Greenpeace, for its part, wants the industry turned around, with waste-producers paying for disposal to make better and safer methods economical.

"The people who created the waste should pay for the waste," says Greenpeace head G Ananthapadmanabhan. "There really is no money in the system for state of the art (technology).

"I don't think, given the environmental standards in the developed world... this could be done at home."

But large and medium scale industrial recycling accounts for less than half of India's total recycling.

The rest is done through kabadiwallahs, celebrated by the India Today newsweekly last month as "one of the world's most efficient and low-key systems", in declaring it one of the 55 top achievements of India's 55 years of independence.

Kabadiwallahs are India's army of worker ants -- men, women and children who stream out of their cardboard slums each dawn to scour the gutters and streets for useful trash, from foil medicine packets to rags, plastic bags, glass and iron.

The trash is brought back to the slum where, among huts made of cardboard and plastic sheeting and lanes lined by black rivulets of sewage, it is sorted, weighed and packed to await buyers from recycling factories.

DIRTY AND DANGEROUS

The work is hard, dirty and dangerous, but in a country with one of the world's highest rates of poverty it pays better than some other menial jobs, such as cycling a rickshaw.
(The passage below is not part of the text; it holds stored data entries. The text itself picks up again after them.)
PR #202, opened 2016-09-10
update changelog and readme

lovemaths:
(1) added changes in 1.x to changelog of 2.x
(2) update the minimum recommended version

### DIFF
--- a/README.md
+++ b/README.md
@@ -17,7 +17,7 @@ _passport-azure-ad_ has a known security vulnerability affecting versions <1.4.6
 
 ## Versions
 Current version - 2.0.2  
-Minimum  recommended version - 1.4.7  
+Minimum  recommended version - 1.4.6  
 You can find the changes for each version in the [change log](https://github.com/AzureAD/passport-azure-ad/blob/master/CHANGELOG.md).
 
 ## Contribution History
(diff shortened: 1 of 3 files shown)


README.md
```diff
@@ -17,7 +17,7 @@ _passport-azure-ad_ has a known security vulnerability affecting versions <1.4.6
 
 ## Versions
 Current version - 2.0.2  
-Minimum  recommended version - 1.4.6  
+Minimum  recommended version - 1.4.7
```
polita: Per other PR, please leave this at 1.4.6. Sorry for the confusion.

lovemaths: changed back to 1.4.6

lib/bearerstrategy.js
```diff
@@ -308,7 +308,7 @@ Strategy.prototype.authenticate = function authenticateStrategy(req) {
             .concat(`&${aadutils.getLibraryVersionParameterName()}=${aadutils.getLibraryVersion()}`);
 
         // use the policy name as the metadata cache key
-        cacheKey = 'policy: ' + policyName;
+        cacheKey = 'policy: ' + self._options.policyName;
```
polita: Do you mean to include this change? B2C will still be broken even with this change, right?

lovemaths: Yes. B2C works for BearerStrategy, since we only consume the token and the policy is given in the config. I tested the change with sample. For OIDCStrategy we need to figure out the policy.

"There are lots of dangers," says Mohammed Babul Sheikh. "We fall sick very often. We get skin rashes, fever. But, then, we are poor -- what difference does it make?"

Like many kabadiwallahs in New Delhi's Mehrauli, Sheikh, who thinks his age is about 42 or 45, fled Bangladesh -- then East Pakistan -- as a child after the 1971 India-Pakistan war.
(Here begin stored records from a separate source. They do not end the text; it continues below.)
PR #216, opened 2016-09-16
multiple state and nonce support

lovemaths:
We used to save only one state in session. Now
(1) we save an array of {state: state_value, timeStamp: time_stamp_value} in
session, where timestamp is in increasing order.
(2) user can customize the array max size and the lifetime of state, the
default max size is 200 and the default lifetime is 30 minutes.
(3) when we add new state or validate state, we remove the expired state, and
we might remove the oldest several states if the size exceeds the max size.

We do the almost same thing to nonce. The only difference is: when we verify
a state, sessionContentHandler.verify can extract state from request if state
is not provided; when we verify nonce, we have to provided the nonce to the
sessionContentHandler.verify function.

Due to the similarity of handling nonce and state in session, we removed the
stateHandler.js and nonceHandler.js, now we use sessionContentHandler for
both of them.

Also reordered the packages at the beginning of oidcstrategy.js, removed
comments about 'realm' since it is not used anywhere in the code.


lib/oidcstrategy.js
```diff
@@ -144,20 +146,26 @@ function onProfileLoaded(strategy, args) {
...
  *   identityMetadata: config.creds.identityMetadata,
  *   responseType: config.creds.responseType,
  *   responseMode: config.creds.responseMode,
  *   validateIssuer: config.creds.validateIssuer,
  *   passReqToCallback: config.creds.passReqToCallback,
- *   loggingLevel: config.creds.loggingLevel
+ *   loggingLevel: config.creds.loggingLevel,
+ *   stateMaxAmount: config.creds.stateMaxAmount,
+ *   stateMaxAge: config.creds.stateMaxAge,
+ *   nonceMaxAmount: config.creds.nonceMaxAmount,
```
polita: I can understand why someone would want to configure the state and nonce max age, but they would do so as one setting, right? Why would they, for instance, set state to 1 hour but nonce to 5 hours? How do we let you configure this in Wilson?

lib/oidcstrategy.js
```diff
@@ -144,20 +146,26 @@ function onProfileLoaded(strategy, args) {
...
  *   scope: config.creds.scopes,
  *   clientID: config.creds.clientID,
  *   identityMetadata: config.creds.identityMetadata,
  *   responseType: config.creds.responseType,
  *   responseMode: config.creds.responseMode,
  *   validateIssuer: config.creds.validateIssuer,
  *   passReqToCallback: config.creds.passReqToCallback,
- *   loggingLevel: config.creds.loggingLevel
+ *   loggingLevel: config.creds.loggingLevel,
+ *   stateMaxAmount: config.creds.stateMaxAmount,
```
polita: Do we let you configure the stateMaxAmount in Wilson? I have no idea what I'd set it to.

lib/sessionContentHandler.js
```diff
@@ -0,0 +1,98 @@
...
+
+/*
+ * the handler for state/nonce
+ * @identifier        - such as 'nonce' or 'state'
+ * @maxAmout          - the max amout of 'identifier' you want to save in the session, default is 200
+ * @maxAge            - when the 'identifier' in session expires in seconds, default is 1800 (seconds)
+ */ 
+function SessionContentHandler(identifier, maxAmount, maxAge) {
+  if (!identifier || identifier === '')
+    throw new Error('identifier is required to use sessionContentHandler');
```
polita: 'SessionContentHandler: identifier is a required parameter in sessionContentHandler'

lib/sessionContentHandler.js
```diff
@@ -0,0 +1,98 @@
...
+  if (maxAmount && (typeof maxAmount !== 'number' || maxAmount <= 0 || maxAmount % 1 !== 0))
+    throw new Error('SessionContentHandler: maxAmount must be a positive integer');
+  if (maxAge && (typeof maxAge !== 'number' || maxAge <= 0))
+    throw new Error('SessionContentHandler: maxAge must be a positive number');
+  this.identifier = identifier;
+  this.maxAge = maxAge || 1800;  // seconds
```
polita: Are we setting default values here? The default values shoudl be set on the config properties, not here. Just error if it's not a sane value here.

lib/sessionContentHandler.js
```diff
@@ -0,0 +1,98 @@
...
+  }
+
+  // the array in session
+  var array = req.session[sessionKey] && req.session[sessionKey][this.identifier];
+  if (!array)
+    array = [];
+
+  // remove the expired ones in array, and check if we have the itemToVerify in array
+  aadutils.processArray(array, this.maxAmount, this.maxAge);
+  var valid = aadutils.findAndDeleteInArray(array, this.identifier, itemToVerify);
```
polita: Why are you deleting it from the array?

lib/sessionContentHandler.js
```diff
@@ -0,0 +1,98 @@
...
+
+  // clear emptry array, and clear the session if there is nothing inside
```
polita: Nit: "empty"

lib/sessionContentHandler.js
```diff
@@ -0,0 +1,98 @@
...
+  if (req.session[sessionKey] && array.length === 0)
+    delete req.session[sessionKey][this.identifier];
+  if (req.session[sessionKey] && Object.keys(req.session[sessionKey]).length ===0)
```
polita: Nit: space before 0.

lovemaths:
state and nonce are treated almost the same way, so below I will only talk about state.

We clear out expired states when we add a new state, and clear out the expired and the verified state when we verify a state, not when we reach max count. In other words, we clear out the expired and verified states for every request coming to passport.authenticate.

lib/sessionContentHandler.js
lovemaths: we delete verified state and nonce.

lib/oidcstrategy.js
lovemaths: Wilson doesn't use session.

lib/oidcstrategy.js
brentschmaltz: nonce configurations:
1. RequireTimeStampInNonce (bool - default true)
2. NonceLifetime (TimeSpan - default 60 minutes)

I don't also don't see the reason for a separate expiration value. If we view <state, nonce, policy> as a tuple, we can have one expiration.

brentschmaltz:
We had that conversation and landed on all oidc request artifacts (nonce, state, ...) for a session should be deleted once the oidc response has been successfully processed. Each request will have a unique set of artifacts stored as a tuple. Passport is responsible for assigning a unique session identifier.

lib/sessionContentHandler.js
polita: Got it, makes sense.

lib/oidcstrategy.js
lovemaths: User can configure the maxAge in Wilson, in my second commit, I change the default to 60 minutes to match Wilson. Wilson saves things in cookie, but passport saves them in session. Talked with Brent, we decided to set maxAmount to 10.

lib/oidcstrategy.js
lovemaths: In the second commit I changed them to a tuple, so now they have the same expiration.

lib/sessionContentHandler.js
lovemaths: identifier is no longer used. Removed this part.

lib/sessionContentHandler.js
lovemaths: Now set the default in the constructor of strategy and error it here.

lib/sessionContentHandler.js
lovemaths: done

lib/sessionContentHandler.js
lovemaths: done

lib/oidcstrategy.js
polita: Why do we need a maxAmount? Why not have only maxAge? Also, if Wilson calls it NonceLifetime, why don't we call it the same thing?

lib/oidcstrategy.js
```diff
@@ -198,8 +196,7 @@ function Strategy(options, verify) {
   this._verify = verify;
   this._passReqToCallback = !!options.passReqToCallback;
 
-  this._stateHandler = new SessionContentHandler('state', options.stateMaxAmount, options.stateMaxAge);
-  this._nonceHandler = new SessionContentHandler('nonce', options.nonceMaxAmount, options.nonceMaxAge);
+  this._sessionContentHandler = new SessionContentHandler(options.sessionContentMaxAmount || 10, options.sessionContentMaxAge || 3600);
```
polita: We should set the default in the config options, not here.

lovemaths: The 'options' is read from the config file. If user doesn't provide values in config, we set the default value here. You mean user must provide the value in config, if they don't provide a value, we throw an error?

lib/oidcstrategy.js
lovemaths: We use maxAmount because here we are storing things in session in server, we need to set a limit so the array won't get too large. Wilson doesn't need maxAmount because it stores things in the cookie. 

In Wilson, state string is part of the nonce string, so it makes sense to say NonceLifetime. Here the lifetime is for state, nonce, policy (for B2C), and they are 3 separated strings.

polita: While I understand that the name "sessionContentMaxAge" of the config setting might be a little more technically correct, we should be driving toward consistency of object model between our middlewares. nonceLifetime is a good name that is also correct for what it controls.

I don't understand how nonceMaxAmount (or whatever it's called) behaves. What happens if you hit the max amount but nothing is expired? Do we start kicking things out of session even though it's not expired?

lovemaths: OK I will change the name to 'nonceMaxAmount'  and 'nonceLifeTime'.

Yes, if we hit the max amount, we just kick out the oldest one even though it is not expired. In reality we have more than one nonce/state when a user opens the microsoft login page (where they can put password) on multiple tabs without putting in their password. The default number 10 should be a reasonable amount.

polita: Nit: nonceLifetime. Don't capitalize the t.

lovemaths: Changed the name to 'nonceLifetime'; removed 'maxAmount' from the code, hard coded '10' for that value in the code.

lovemaths:
@polita @brentschmaltz Is this PR ready to go? Anything else I need to change?

lib/oidcstrategy.js
```diff
@@ -190,6 +193,12 @@ function Strategy(options, verify) {
   this._verify = verify;
   this._passReqToCallback = !!options.passReqToCallback;
 
+  // For each microsoft login page tab, we generate a {state, nonce, policy, timeStamp} tuple,
+  // normally user won't keep opening microsoft login page in new tabs without putting their 
+  // password for more than 10 tabs, so we only keep the most recent 10 tuples in session.
+  // The lifetime of each tuple is 60 minutes or user specified.
+  this._sessionContentHandler = new SessionContentHandler(10, options.nonceLifetime || 3600);
```
polita: Please define the 10 as a constant with a comment on what it's for. This looks like a magic number. It's probably worth defining the 3600 as a constant too.

polita:
:shipit:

But he is one of the luckier kabadiwallahs. He runs one of the Muslim slum's 29 warehouses, a grand term for basically a patch of open space, a crude tripod scale and a storage hut.

On rainy days during the monsoon, he brings bags of his more valuable trash, such as rags, into his single-room, double-bed sized shanty to shelter with his wife and three children.

Sheikh has five people working for him, his eight-year-old son among them. They leave the slum about four or five in the morning and collect about a tonne of 53 different kinds of waste materials, from plastic to bottles to iron and rags.

His profit? About Rs 100-120 ($2.07-$2.48) a day.

"The money is better here," says the former rickshaw puller. "I have no regrets."

But he worries his children are doomed to the same fate.

"I am a parent. Which parent doesn't have good expectations for his children? But what can we do? There is no other way."